In Vancouver, Mr. Fluri found a job at a small baker called Gizella Pastry Ltd., making fine pastries. Business flourished under Mr. Fluri’s quality and expertise of pastries, and he extended his stay. The owner soon offered to sell the business to Mr. Fluri. “I planned to own it for two years then sell out and move back to Switzerland,” he recalled. But opportunities did not warrant his return, and Gizella Pastry continues to be one of Mr. Fluri’s three operations.
Today, however, it is a wholesale-only business operating from a 37,000-sq-ft facility in Vancouver. He also exports to Asia, the UK and the US. In 2003, Mr. Fluri also acquired Les Boulangeries Rene, a 35,000-sq-ft hamburger bun bakery in Montreal.
FROM PASTRY TO BUNS.
In 1982, McDonald’s Canada, looking for dedicated bun production in Western Canada, approached Mr. Fluri about building a single purpose bakery for the QSR’s regional outlets in British Columbia. Because of his reputation for quality, consistency and service, the fact that Mr. Fluri had no prior experience in bun production was not an issue to the fast-food giant. McDonald’s was looking for an entre- preneur who could be a dedicated supplier and focus on supplying its growing business in the region. Mr. Fluri consulted with several McDonald’s suppliers in the US before making the decision to build the bakery.
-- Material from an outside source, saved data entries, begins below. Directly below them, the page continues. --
PR #197, opened 2025-05-08
feat: created `CompilationFlags` enum

Brendan-Reid1991:
## Description

This PR adds `CompilationFlags`, a `enum.Flag` class that are used to modify the compilation process. 

This replaces the use of the keywords `skip_verification` and `allow_transitive_resources` in `bartiq.compilation._compile.compile`. 
- Instead of `skip_verification=True`, use `compilation_flags = CompilationFlags.SKIP_VERIFICATION`
- Instead of `allow_transitive_resources=False`, use `compilation_flags = CompilationFlags.EXPAND_RESOURCES`.
Flags can be combined bitwise, i.e. `compilation_flags = FLAG1 | FLAG2`.

Other minor updates:
- Fixed a bug where transitive resources were not being evaluated correctly in repetitions. 
- Added `bartiq.compilation` to the docs API reference.

### DIFF
--- a/src/bartiq/compilation/_compile.py
+++ b/src/bartiq/compilation/_compile.py
@@ -294,7 +294,7 @@ def _compile(
     inputs: dict[str, TExpr[T]],
     context: Context,
     derived_resources: Iterable[DerivedResources] = (),
-    compilation_flags: CompilationFlags = CompilationFlags(0),
+    compilation_flags: CompilationFlags = CompilationFlags(0),  # CompilationsFlags(0) corresponds to no flags
 ) -> CompiledRoutine[T]:
     try:
         new_constraints = evaluate_constraints(routine.constraints, inputs, backend)
--- a/src/bartiq/compilation/_compile.py
+++ b/src/bartiq/compilation/_compile.py
@@ -20,6 +20,7 @@ import warnings
 from collections import defaultdict
 from collections.abc import Iterable, Sequence
 from dataclasses import dataclass, replace
+from enum import Flag, auto
 from graphlib import TopologicalSorter
 from typing import Generic, Protocol
 
@@ -74,8 +75,15 @@ REPETITION_ALLOW_ARBITRARY_RESOURCES_ENV = "BARTIQ_REPETITION_ALLOW_ARBITRARY_RE
 # For instance, the following parameter tree:
 # {None: {"#out_0": N}}
 # tells us that the output port of the routine currently being
-# procesed should have size set to N.
+# processed should have size set to N.
 ParameterTree = dict[str | None, dict[str, TExpr[T]]]
+
+
+class CompilationFlags(Flag):
+    """A collection of compilation flags to modify `compile_routine` functionality."""
+
+    EXPAND_RESOURCES = auto()
+    """Expand resource values into full, rather than transitive, expressions."""
 
 
 class Calculate(Protocol[T]):
@@ -125,7 +133,7 @@ def compile_routine(
     postprocessing_stages: Iterable[PostprocessingStage[T]] = DEFAULT_POSTPROCESSING_STAGES,
     derived_resources: Iterable[DerivedResources] = (),
     skip_verification: bool = False,
-    allow_transitive_resources: bool = True,
+    compilation_flags: CompilationFlags | None = None,
 ) -> CompilationResult[T]:
     """Performs symbolic compilation of a given routine.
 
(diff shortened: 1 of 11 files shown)


mstechly:
I wasn't sure at first, but it actually is quite neat!
One thing that's worth considering is being able to set these compilation flags as strings. Could we do that with multiple at once?
Cause I think that since we want to keep the API simple, I'd prefer not to force people to import `CompilationFlags`.
Thoughts?

dexter2206:
> One thing that's worth considering is being able to set these compilation flags as strings. 

Please don't. From my experience solutions like this often evolve into "stringly typed systems", where slowly everything can become a string.

A concrete argument against using strings: this actually discards some advantages of static  analysis. Consider a user who mistakenly uses "UNKNOWN_FLAG". Then this fails before the code runs, and can be even highlighted by the language server as an error:

```python
compile_routine(routine, flags=CompilationFlags.UNKNOWN_FLAG | CompilationnFlags.LEGIT_FLAG)
```
The message here would be clear: there is no such thing as `CompilationFlags.UNKNOWN_FLAG`. This also fails at runtime, with similarly clear `AttributeError`.

On the other hand, this fails only at runtime, and only if we get the implementation right:

```python
compile_routine(routine, flags="UNKNOWN_FLAG | LEGIT_FLAG")
```

Another point from the tooling perspective is lack of autocomplete. `CompilationFlags.` can be completed to see the available options. With strings you have to either memorize or open the docs. Expect people constantly confused if it was "EXPAND_RESOURCES", "EXPANDED_RESOURCES" etc.

Flags are flags, strings are strings, let's keep them separated.

mstechly:
Ok, I'm convinced :D

src/bartiq/compilation/_compile.py
```diff
@@ -74,10 +75,20 @@
...
 # tells us that the output port of the routine currently being
-# procesed should have size set to N.
+# processed should have size set to N.
 ParameterTree = dict[str | None, dict[str, TExpr[T]]]
 
 
+class CompilationFlags(Flag):
+    """A collection of compilation flags to modify `compile_routine` functionality."""
+
+    EXPAND_RESOURCES = auto()
```
mstechly, line 85: Have you checked how this displays in the docs?

src/bartiq/compilation/_compile.py
```diff
@@ -274,7 +294,7 @@ def _compile(
     inputs: dict[str, TExpr[T]],
     context: Context,
     derived_resources: Iterable[DerivedResources] = (),
-    allow_transitive_resources: bool = True,
+    compilation_flags: CompilationFlags = CompilationFlags(0),
```
mstechly, line 297: To me `CompilationFlags` doesn't really say much. Can we perhaps add a comment explaining what it means?
Or just have `None` as default value?

tests/compilation/test_repetitions.py
```diff
@@ -264,14 +265,15 @@ def test_custom_sequence_throws_error_when_replacing_iterator_symbol_on_evaluate
...
-    compiled_routine = compile_routine(routine, allow_transitive_resources=transitive_resources).routine
+    compiled_routine = compile_routine(routine, compilation_flags=compilation_flags).routine
     with pytest.raises(BartiqCompilationError, match=r"Tried to replace symbol that's used as iterator symbol*"):
         evaluate(compiled_routine, assignments).routine
 
 
-# At present, allow_transitive_resources=True does not raise an error when attempting to compile a routine
-# where a resource value has the same symbol as an iterator symbol. This is because the resource hierarchy is not
-# compiled fully, and so the parameter map during the compile sequence does not contain child information.
+# At present, the default method of compilation (with transitive resourceSs does not raise an error
```
mstechly, line 273: `resourceSs` typo.

src/bartiq/compilation/_compile.py
Brendan-Reid1991: I didn't expose `CompilationFlags` at the top level, and `bartiq.compilation` is not included in the docs!  I added it in, and it displays... reasonably. 

Since the `compilation` folder is public and has public scripts, do you want me to add that addition to the docs onto this PR?
Screenshot 2025-05-14 at 11 50 53

src/bartiq/compilation/_compile.py
Brendan-Reid1991: Do you mean name-wise? The reason the default is not `None` here is to avoid code duplication, e.g. on line 138 the default is `None` because it is public, and and this is accounted for on line 157
```compilation_flags=compilation_flags or CompilationsFlags(0)```
where `CompilationFlags(0)` is the null value. I didn't want the exact same line to be in the private `_compile` function, so I set the default as the null value rather than `None` to satisfy the mypy checks!

src/bartiq/compilation/_compile.py
mstechly: Ok great!
Yes please 🙏

mstechly (approved):

PR #202, opened 2025-05-12
chore: add resource_values property to BaseRoutine

pqvr:
- Added `resource_values` to `BaseRoutine` as a propety
- Added unit test for `resource_values`.

### DIFF
--- a/.github/workflows/lint_pr_title.yaml
+++ b/.github/workflows/lint_pr_title.yaml
@@ -21,19 +21,10 @@ jobs:
       - name: Install commitlint
         run: npm install @commitlint/cli @commitlint/config-conventional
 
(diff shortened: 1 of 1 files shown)


dexter2206 (approved):

mstechly:
@pqvr have you checked whether there are any places where we can use this replacement? I'd expect sth in the `latex` module perhaps?

mstechly:
@pqvr I looked into `latex` and potentially it could be changed in places like `_format_resources` and `_get_resources_lines`. But that would be an overkill. Couldn't find anything else that's obvious 🤷‍♂️ 
I agree, external projects are higher priority 👌

mstechly (approved):

Issue #163, opened 2025-01-29
Fix displaying resource name `local_highwater`.


mstechly:
## Describe the bug
When we have a resource called `local_highwater`, when we export it to latex, for some reason the `cal` part gets cut.

<img width="158" alt="Image" src="https://github.com/user-attachments/assets/f2cdcb20-0442-4f14-bbcf-9b22c391bd68" />

I've also seen case where it was wrong in some other way, but I couldn't reproduce it. Though it was still related to the fact that there's `cal` in the name, which probably needs to get escaped/sanitized somehow.

### How to reproduce

Run the following in a jupyter notebook:

```
from qref import SchemaV1
from bartiq import compile_routine
from bartiq.integrations import routine_to_latex
from IPython.display import Math

qref_dict = {
    "name": "my_routine",
    "type": None,
    "resources": [
        {"name": "local_highwater", "type": "other", "value": "10"},
    ],
}

alias_sampling_qref = {"version": "v1", "program": qref_dict}
uncompiled_routine = SchemaV1(**alias_sampling_qref)
compiled_routine = compile_routine(uncompiled_routine)

Math(routine_to_latex(compiled_routine.to_qref()))
```

The `routine_to_latex` function is contained [here](https://github.com/PsiQ/bartiq/blob/main/src/bartiq/integrations/latex.py)

PR #208, opened 2025-05-28
fix: avoid SymPy ``LatexPrinter`` modifiers to change subscripted parameter symbols

antalszava:
## Description

This PR is meant to close https://github.com/PsiQ/bartiq/issues/163.

**Context**

The rendering issue arises when calling the ``symbols`` SymPy function, which under the hood attempts to create SymPy ``Symbol`` objects and then, once done, prints them.

image

A ``Symbol`` object in SymPy is also a ``Printable`` object, whose [``_repr_latex_`` method](https://github.com/sympy/sympy/blob/da6d1f3cb324ad0bf74d123d85c390029be997ce/sympy/core/_print_helpers.py#L54) is being called in a Jupyter environment. However, this method defaults to a behaviour that interprets certain input suffixes as default modifiers. The example string from #163 had the specific `cal` suffix, which happens to be one of the modifiers ([see here](https://github.com/sympy/sympy/blob/da6d1f3cb324ad0bf74d123d85c390029be997ce/sympy/printing/latex.py#L89) for the modifier dictionary that is being used in the ``LatexPrinter`` class).

**Implemented solution**

The implemented solution does the following:

* In case we have a subscript expression (such as in issue #163), we check if the input string ends in either of the modifiers from SymPy's modifier dictionary;
* If the input string indeed ends in such a modifier, then we enclose the string with curly brackets such that it is made into a LaTeX grouping expression, effectively avoiding SymPy's logic as well as preserving the expected Latex rendering.

*Note:* no dependencies were added in the solution.

- [X] I have included test cases validating introduced feature/fix.
*Note*: At the moment, a single test case was added. I'm happy to include more testing if that helps further this bug fix. :ok_hand: 
*Note*: Having checked the documentation, as `routine_to_latex` is not explicitly mentioned in the docs, no changes were made. Having said that, I'm happy to include any relevant updates, if that helps. :+1:

### DIFF
--- a/src/bartiq/integrations/latex.py
+++ b/src/bartiq/integrations/latex.py
@@ -24,6 +24,7 @@ from qref.schema_v1 import (
     SchemaV1,
 )
 from sympy import latex, symbols
+from sympy.printing.latex import modifier_dict as sympy_latex_modifier_dict
 
 from ..symbolics.sympy_backend import parse_to_sympy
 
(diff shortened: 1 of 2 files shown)


mstechly (approved):

mstechly:
@antalszava thank you for the PR, everything looks good!
Could you push an empty commit to trigger `cla-bot` again?
Unfortunately I don't see an option to restart that job manually :(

The resulting $5.5 million, 40,000-sq-ft Golden West Bakery opened in 1984. For 25 years, Golden West in Delta, BC, has supplied McDonald’s restaurants in the BC market with hamburger buns. In 1986, McDonald’s asked Mr. Fluri to add English muffin capacity to the facility. This request was once again stimulated by the baker’s consistent high-quality products.
The installation of the English muffin line provided impetus for Golden West’s journey in the retail English muffin business. Today, although 70% of Golden West’s English muffins are sold to McDonald’s, it also supplies retail packages to six US states as well as all of western Canada.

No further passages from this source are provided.